Does it Matter When You Analyze Your Research Data?
It’s safe to say that there is no research without data. It can be good, bad, or inconclusive, and we pay very close attention to both the methodologies by which it is collected and how human subjects are treated during that collection process. Clinical trials, in particular, utilize data monitoring committees to ensure that every data point is captured in accordance with the established protocol. The perceived quality of research results rests on the statistical analysis of that data, whether the sample was suitably representative, and the extent to which substantive inferences can be drawn from the collected responses and/or test results.
Resource Pressures
Data takes time to collect. Clinical trials are a struggle to fill and surveys often require multiple gentle reminders to reach acceptable participation levels. The parties providing the funding for this research—governments, corporations, and grant agencies—may have unrealistic expectations of the amount of time involved and begin requesting commentary on “early signs” or “initial trends” from the data as it is being collected. When dealing with large sets of previously collected data from other studies, the pressure can be even greater, since there is no perceived justification for delay beyond the processing capacity of the computers and software algorithms working through the data.
Non-Compliant Data
The obvious answer you are forced to give the folks in the suits looking for progress reports is that data doesn’t arrive in sequence. I have found that the coin tossing analogy works well.
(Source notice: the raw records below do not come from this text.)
PR #666, opened 2023-03-02
feat(unarchive): ability to unarchive a pocketsave

cmharlow:
## Goal

Add ability to unarchive a PocketSave or list of PocketSaves.

Also set the app TZ for the docker-compose setup to US/Central as well, as it was showing errors running locally (undesired timezone shifts). See impl notes for more details on this.

- again, the main push of this PR is just copy & pasting & altering with a 'un' the archive stuff already existing, but i'm open to cutting down on verbosity & just adding on/off arguments to existing functions

## Implementation Decisions
- i did investigate whether or not we could get away from forcing all app servers using this code to be in the same TZ (system-wide) by using the MySQL package ConnectionConfig.timezone option. Unfortunately, it just doesn't work with negative offsets. Plus with this route, we'd have to manage DST changes ourselves. It  would obviate the need for setting system TZs everyone, but unfortunately, isn't currently usable.

## References

Jira ticket:
* https://getpocket.atlassian.net/browse/INFRA-544

### DIFF
--- a/docker-compose.yml
+++ b/docker-compose.yml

Just because you hit heads four times in a row, that is no indication of a trend developing, and the probability of getting heads on the fifth toss is still 50/50. In the same manner, five positive responses to a survey or to a test are no indication that the sixth result will be the same. That’s why we place so much attention on randomized data.
The Humanity Factor
For clinical trials that are researching urgent treatments for fatal diagnoses or new strains of a virus such as Ebola, the temptation to respond to the earliest possible signs of a positive result can be overwhelming, especially when dying patients are expressing the earnest willingness to be a trial subject for even the most rudimentary treatment protocol. Biostatistics are obligated to be even more rigorous because of the human lives involved, and when you consider the challenge of responding to an international epidemic like HIV/AIDS, the potential for data loss and corruption when tests are being performed in remote areas on the African continent is enormous.
For data to withstand the scrutiny of rigorous statistical analysis, the integrity of that data can never be in question. Analyzing subsets can be warranted if data comes in from one complete sub-sample while data from others continue to arrive, but the results from that subset can never be inferred or extrapolated beyond what the data truly represents.